We utilized the astroalign (Beroiz et al. 2020, A&C, 32, 100384) and astropy (Astropy Collaboration et al. 2022, ApJ, 935, 167) packages to align and stack the individual frames. We utilized the Python-based package AutoPhOT (Brennan & Fraser, 2022, A&A, 667, A62) to perform template subtraction with the DESI Legacy Survey (Dey et al. 2019, AJ 157, 168) DR10 image using the 'SFFT' (Hu et al. 2022, ApJ, 936, 157) algorithm. Neither in the stacked nor in the difference image did we detect any signature of a new or uncatalogued source within the EP-FXT localization circle (20").

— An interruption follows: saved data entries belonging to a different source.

PR #821, opened 2022-12-12
Use plain function to register custom validations

spoenemann:
Creating a subclass just to register some checks is overly complicated. Let's do it directly instead, which is possible without changing the API. With this we show a general scheme to register stuff (same approach for build listeners, for example).

### DIFF
--- a/examples/requirements/src/language-server/requirements-and-tests-lang-module.ts
+++ b/examples/requirements/src/language-server/requirements-and-tests-lang-module.ts
@@ -8,9 +8,13 @@ import {
     createDefaultModule, createDefaultSharedModule, DefaultSharedModuleContext, inject,
     LangiumSharedServices
 } from 'langium';
-import { RequirementsAndTestsGeneratedSharedModule, RequirementsGeneratedModule, TestsGeneratedModule } from './generated/module';
+import {
+    RequirementsAndTestsGeneratedSharedModule, RequirementsGeneratedModule, TestsGeneratedModule
+} from './generated/module';
 import { RequirementsLangModule, RequirementsLangServices } from './requirements-lang-module';
+import { registerRequirementsValidationChecks } from './requirements-lang-validator';
 import { TestsLangModule, TestsLangServices } from './tests-lang-module';
+import { registerTestsValidationChecks } from './tests-lang-validator';
 
 /**
  * Create the full set of services required by Langium.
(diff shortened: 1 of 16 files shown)


msujew (approved):
Looks good to me 👍

examples/requirements/src/language-server/requirements-and-tests-lang-module.ts
```diff
@@ -29,24 +33,26 @@ import { TestsLangModule, TestsLangServices } from './tests-lang-module';
  */
 export function createRequirementsAndTestsLangServices(context: DefaultSharedModuleContext): {
     shared: LangiumSharedServices,
-    RequirementsLang: RequirementsLangServices,
-    TestsLang: TestsLangServices
+    requirements: RequirementsLangServices,
+    tests: TestsLangServices
 } {
```
sailingKieler, line 38: Where do these changes come from? Was the former state out-dated? Did you re-generate the whole project with the yeoman generator?

examples/requirements/src/language-server/requirements-lang-validator.ts
```diff
@@ -4,30 +4,22 @@
  * terms of the MIT License, which is available in the project root.
  ******************************************************************************/
 
-import { ValidationAcceptor, ValidationChecks, ValidationRegistry } from 'langium';
+import { ValidationAcceptor, ValidationChecks } from 'langium';
 import { RequirementsAndTestsAstType, Requirement, isTestModel } from './generated/ast';
-import { RequirementsLangServices } from './requirements-lang-module';
+import type { RequirementsLangServices } from './requirements-lang-module';
```
sailingKieler, line 9: Why does this `import type` thing show up here? We don't use it anywhere else, do we?

examples/requirements/src/language-server/requirements-and-tests-lang-module.ts
spoenemann: No, manual renaming for consistency with the other example languages.

examples/requirements/src/language-server/requirements-lang-validator.ts
spoenemann: We use it to ensure that there are not runtime dependencies to that file. In this case a runtime dependency would cause a cycle and thus unexpected problems like undefined global definitions.

PR #825, opened 2022-12-14
Extended code generation support

sailingKieler:


packages/langium/src/generator/template-node.ts
```diff
@@ -0,0 +1,290 @@
+/******************************************************************************
+ * Copyright 2021 TypeFox GmbH
```
spoenemann, line 2: Detail: please use the current year in new files.

sailingKieler:
I plan to do some further code polishing and documentation in `template-node.ts`, everything else is ready for review.

examples/statemachine/test/generator.test.ts
```diff
@@ -0,0 +1,212 @@
...
+ * terms of the MIT License, which is available in the project root.
+ ******************************************************************************/
+
+import { EmptyFileSystem, Generated, toString } from 'langium';
+import { parseHelper } from "langium/lib/test";
+import { generateCppContent } from '../src/cli/generator';
+import { Statemachine } from '../src/language-server/generated/ast';
+import { createStatemachineServices } from '../src/language-server/statemachine-module';
+
+describe('Tests the code generator', () => {
```
spoenemann, line 13: The statemachine package.json is missing a `test` script.

packages/langium/src/generator/generator-node.ts
```diff
@@ -4,31 +4,83 @@
...
+            } else if (arg) {
                 this.contents.push(arg);
             }
         }
         return this;
     }
 
-    indent(func?: (indentNode: IndentNode) => void): CompositeGeneratorNode {
-        const node = new IndentNode();
+    appendIf(condition: boolean, args: Generated | ((node: CompositeGeneratorNode) => void)): this {
```
spoenemann, line 54: What is the use case of this method?

packages/langium/src/generator/generator-node.ts
```diff
@@ -4,31 +4,83 @@
...
+        return condition ? this.append(args) : this;
+    }
+
+    newLine(): this {
+        return this.appendNewLine();
+    }
+
+    appendNewLine(): this {
```
spoenemann, line 62: Why two methods that do the same?

packages/langium/src/generator/template-node.ts
```diff
@@ -0,0 +1,290 @@
...
+    }
+}
+
+export interface ForEachOptions<T> {
+    prefix?: (element: T, index: number, isLast: boolean) => Generated|undefined;
+    suffix?: (element: T, index: number, isLast: boolean) => Generated|undefined;
+    appendNewLineIfNotEmpty?: true;
+}
+
+export function forEach<T>(
```
spoenemann, line 265: This name is ambiguous in the global package namespace.

A possible alternative would be to wrap some generator-related functions in a `Generator` namespace in the main `index.ts`.

packages/langium/src/index.ts
```diff
@@ -7,8 +7,8 @@
 export * from './default-module';
 export * from './dependency-injection';
 export * from './generator/generator-node';
-export * from './generator/node-processor';
-export * from './generator/template-string';
+export { expandToNode, forEach } from './generator/template-node';
+export { expandToString, expandToStringWithNL } from './generator/template-string';
```
spoenemann, line 11: Why not export the whole file contents? Do they contain stuff that we use only internally?

spoenemann (commented):
Great work! The statemachine example is superb to show off this new feature.

examples/statemachine/test/generator.test.ts
sailingKieler: Right, I'll add one.

packages/langium/src/generator/generator-node.ts
sailingKieler: It's quiet beneficial, enables conditional appending in chained method calls, like

image

packages/langium/src/generator/generator-node.ts
sailingKieler: It's syntactic sugar. I wasn't sure which syntax to propose, I actually prefer the longer one, but that's probably my personal taste.
Use cases are
 * `node.append(member.name).append(': {').appendNewLine()...`
 * ```
   return toNode`
        #include <iostream>
        #include <map>
        #include <string>

        class ${ctx.statemachine.name};

        ${generateStateClass(ctx)}

        ${generateStatemachineClass(ctx)}

        ${forEachNL(ctx.statemachine.states, state => generateStateDeclaration(ctx, state))}
        ${forEachNL(ctx.statemachine.states, state => generateStateDefinition(ctx, state))}

        typedef void (${ctx.statemachine.name}::*Event)();

        ${generateMain(ctx)}
   `.appendNewline();        // one way of enforcing a terminating line break.
   ```

packages/langium/src/index.ts
sailingKieler: Changed it export everything from `template-node.ts` (restriction was not necessary there).

`template-string.ts` contains definitions that are used internally in other modules, but shall not be published globally, at least not now.

packages/langium/src/generator/generator-node.ts
sailingKieler: Removed duplicate methods, will add js doc now.

examples/statemachine/test/generator.test.ts
sailingKieler: Added!

packages/langium/src/generator/generator-node.ts
```diff
@@ -4,31 +4,75 @@
...
+}
+
+export function toString(object: unknown): string {
+    if (isGeneratorNode(object))
+        return processGeneratorNode(object);
+    else
+        return String(object);
+}
 
 export class CompositeGeneratorNode {
```
spoenemann, line 31: Please add comments to the methods here to explain their use cases.

packages/langium/src/generator/generator-node.ts
```diff
@@ -4,31 +4,75 @@
...
+
+    appendNewLineIf(condition: boolean): this {
+        return condition ? this.append(NL) : this;
+    }
+
+    appendNewLineIfNotEmpty(): this {
+        return this.append(NLEmpty);
+    }
+
+    appendNewLineIfNotEmptyIf(condition: boolean): this {
```
spoenemann, line 70: Maybe `appendNewLineIfNotEmptyAnd`?

spoenemann (approved):
👍

packages/langium/src/generator/generator-node.ts
sailingKieler: Done!

Issue #747, opened 2022-11-01
Alternative including cross reference and string is recognized as reference to string


luan-xiaokun:
An alternative including a cross reference to `X` and strings sometimes can be recognized as a reference to `X | string`

A minimal example is as follows.
```
grammar Debug

entry Model: (items+=(A | B))*;

interface B {
    b: @A | string;
}

A infers A: 'A' a=ID;

B returns B: 'B' b=([A:ID] | 'C');

hidden terminal WS: /\s+/;
terminal ID: /[_a-zA-Z][\w_]*/;
``` 
Langium-vscode gives a diagnostic.
```
The assigned type 'Reference<'C' | A>' is not compatible with the declared property 'b' of type 'Reference<A> | string'.
''C' | A' is not expected.
```
The type of `[A:ID]|'C'` is recognized as `Reference<'C'|A>` instead of `Reference<A>|'C'`. 

Adding an action to the rule `B` resolves this error: `B returns B: {B} 'B' b=([A:ID] | 'C');`.

If the rule `B` is written using `infers` instead of `returns`, there is no diagnostic, but in the generated ast, type of `b` is still incorrect. Also, adding an action in such case does not resolve the error.

spoenemann:
I propose to add a validation to forbid such a property type (alternative of a reference and something else). I'd simply use two separate properties in this case.

luan-xiaokun:
Hey @spoenemann, using two separate properties looks like a very reasonable solution. I agree that such kind of property type should not be used. But current diagnostic message indicates that the type of `[A:ID] | 'C'` is not correctly inferred without using an action, so I think that there may be something not working as we intended.

msujew:
@luan-xiaokun yes, we are planning to add a validation to this. We do have some validations already planned, see [here](https://github.com/langium/langium/labels/validation).

dhuebner:
@spoenemann 
> a validation to forbid such a property type (alternative of a reference and something else)

You mean validate a property inside a defined `interface`?  Or also property assignments like ` b=([A:ID] | 'C')` ?

msujew:
@dhuebner I believe both. This kind of union type (i.e. reference | other type) might break quite a few things in Langium.

dhuebner:
Implementation is in `https://github.com/langium/langium/tree/dh/validateAssigmentType` branch and is on top of changes from the Types refactoring PR: https://github.com/langium/langium/pull/819

dhuebner:
Fixed with  #826

[...]

PR #826, opened 2022-12-14
Adds validation to ensure cross-ref and other types are not mixed

dhuebner:
Prevents problems described in #747

### DIFF
--- a/packages/langium/src/grammar/validation/types-validator.ts
+++ b/packages/langium/src/grammar/validation/types-validator.ts
@@ -4,14 +4,14 @@
  * terms of the MIT License, which is available in the project root.
  ******************************************************************************/
 
-import * as ast from '../generated/ast';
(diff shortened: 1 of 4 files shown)


spoenemann (approved):
Looks good! 👍

dhuebner:
@spoenemann 
I've mixed `AssignableAlternatives` with `AssignableTerminal` inside the `ParenthesizedAssignableElement` rule, that why I thought it will be flat. 
Now changed `streamContents` to `streamAllContents` and  added an additional test case for nested elements: `prop =  (INT | (STRING | [Foo:ID]))`

giacomociti:
I think the [docs ](https://langium.org/docs/reference/semantic-model/#assignments) should be amended:

> ```Y: crossValue=[X:ID] alt=(INT | X | [X:ID]);```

Moreover, we further used AutoPhOT to perform PSF photometry. The details of the observations and the 3-sigma upper limit (in the AB system) are as follows:
 
Telescope | Filter | MJD (start) | t-t0 (hr) | Exposure (s) | Magnitude| avg. Seeing  | Med. Airmass               
LOT       | g      | 61115.591   | 1.63      | 300 * 12     | >23.2    | 1".52        | 1.94     

The presented magnitudes are calibrated using the field stars from the ATLAS-refcat2 catalog from MAST (Tonry J. L. et al. 2018, ApJ, 867, 105). The reported upper limit is not corrected for an expected galactic extinction of A_r = 0.12 mag in the direction of the transient (Schlafly & Finkbeiner 2011). The methodology, details on the Lulin observatory telescopes, and a compilation of our optical follow-up campaign for FXTs discovered within the first year of operation of the Einstein-Probe mission are presented in Aryan et al. 2025, ApJS, 281, 20, doi:10.3847/1538-4365/adfc69.
GCN 44027: The EP-WXT trigger 00199258890 (EP260316a): a correction to the trigger time and FXT automatic follow-up
2026-03-16T14:23:30.998Z | rev 0
S. Q. Jiang (NAO, CAS), B. Zhang, J. P. Feng (USTC), W. D. Zhang (NAO, CAS) on behalf of the Einstein Probe (EP) team:

The trigger time reported in the notice for EP-WXT alert 00199258890 is incorrect. The correct trigger time is 2026-03-16T12:33:13.451 (UTC), rather than 2026-03-16T20:33:13.451 (UTC).

The X-ray transient was detected by the Wide-field X-ray Telescope (WXT) on board the Einstein Probe (EP) mission, designated EP260316a. The transient triggered EP-WXT (ID: 00199258890) at 2026-03-16T12:33:13.451 (UTC). The WXT position of the source is R.A. = 226.983 deg, DEC = 27.466 deg (J2000) with an uncertainty of 3 arcmin in radius (90% C.L. statistical and systematic).

A follow-up observation with the Follow-up X-ray Telescope (FXT) was performed automatically. Within the WXT error circle, an uncatalogued X-ray source was detected at R.A. = 226.9840 deg, DEC = 27.4447 deg (J2000) with an uncertainty of 20 arcsec in radius (90% C.L. statistical and systematic).

Further information will be updated when the telemetry data is received.

Launched on January 9, 2024, EP is a space X-ray observatory to monitor the soft X-ray sky with X-ray follow-up capability (Yuan et al. 2022, Handbook of X-ray and Gamma-ray Astrophysics).